Recessions cannot be avoided forever.  Although the last recession took 12 years to develop after the great financial crisis, the next one may be closer than many wish to believe.

We’ll survive current and future recessions just as we’ve survived past problems.   As Buffett told us in August, 2007, (and repeated throughout 2008 and 2009):  “We’ve got a wonderful economy… There’s never been anything like that in the history of the world. We live seven times better than the people did a century ago on average… We’ve had problems all along. If you look at the last century, we had the Great Depression and World War Two, we had the Cold War, we had the atomic bomb, but the country does well.”

Recessions will create opportunities. Warren Buffet has been buying aggressively since March of 2022.  So far this year he has bought significant stakes in Oxidental Petroleum, Activision and Hewlett Packard and has added to his position in Chevron.  He is not waiting for the economy to get worse before he buys, however.  He is willing to acquire pieces of companies or whole companies whenever the price comes down to levels, he feels is attractive. Recessions just create more buying opportunities than most other periods.
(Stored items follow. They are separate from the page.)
PR #439, opened 2022-08-10
tests: Add test_controller_pid()

Jongy:


tests/utils.py
```diff
@@ -56,20 +57,28 @@ def start_privileged_container(
     )
 
 
+def wait_for_log(container: Container, log: str, timeout: int = 60) -> None:
+    try:
+        wait_event(timeout, Event(), lambda: re.search(log.encode(), container.logs(), re.DOTALL) is not None)
+    except TimeoutError:
+        print(container.logs())
+        raise
+
```
michelhe, line 66: Not a good idea, if you want to `wait_for_log` twice for the same message, in the second time onward it will always return immediately.

This `wait_for_log` function needs to be stateful and always start from the offset where the previous call found the log

tests/test_controller_pid.py
```diff
@@ -0,0 +1,49 @@
...
+        proc.kill()
+        proc.wait()
+
+        # wait for gprofiler to identify it
+        wait_for_log(container, f"Controller process {proc.pid} has exited; gProfiler stopping...")
+
+        wait_for_container(container)
+    finally:
+        if container is not None:
+            container.remove(force=True)
```
michelhe, line 49: Use of try finally suggests this needs to be in a fixture and not part of the test

tests/test_controller_pid.py
```diff
@@ -0,0 +1,49 @@
...
+            output_collapsed,
+            [],
+            ["-d", "3", "-c", "--controller-pid", str(proc.pid), "--no-java"],
+        )
+
+        cycle_log = r"INFO: gprofiler: Saved flamegraph to "
+        # wait one gprofiler cycle, to ensure gprofiler starts
+        wait_for_log(container, cycle_log)
+        # wait another to ensure it doesn't go down
+        wait_for_log(container, rf"{cycle_log}.*{cycle_log}")
```
michelhe, line 37: See above comment on `wait_for_log`, if the utility function is more resilient then we won't have to do stuff like this.

tests/utils.py
Jongy: My current use actually checks that the message appears multiple times to handle that. I agree that it makes more sense to follow the log and check from the last offset, yeah

tests/test_controller_pid.py
Jongy: Yup I'll change and fix other tests

tests/test_controller_pid.py
Jongy: Yes but not easy to move `start_gprofiler_in_container_for_one_session` to a fixture so not doing it now

michelhe:
```python
@fixture
def cleanup_containers():
   containers = []
   yield containers
   for c in containers:
      c.remove(force=True)

def some_test(cleanup_containers):
   c  = create_containers()
   cleanup_containers.append(c)
```

Jongy: It's ugly

michelhe (approved):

The crowd will make mistakes.  Buffett cites this piece of advice from his mentor Benjamin Graham: “You’re neither right nor wrong because other people agree with you. You’re right because your facts are right, and your reasoning is right—and that’s the only thing that makes you right. And if your facts and reasoning are right, you don’t have to worry about anybody else.

 

Investors will mistakenly think falling stock prices are bad.  “If they reduce the price of hamburgers at McDonald’s today, I feel terrific. Now I don’t go back and think, gee, I paid a little more yesterday. I think I’m going to be buying them cheaper today. Anything you’re going to be buying in the future, you want to get cheaper.”

All stocks won’t be cheap.  Like Ted Williams waiting for the right pitch, a successful investor waits for the right stock at the right price, and it doesn’t happen every day. “What’s nice about investing is you don’t have to swing at pitches. You can watch pitches come in one inch above or one inch below your navel, and you don’t have to swing. No umpire is going to call you out.”  You get in trouble, Buffett says, “when you listen to the crowd chanting, Swing, batter, swing!”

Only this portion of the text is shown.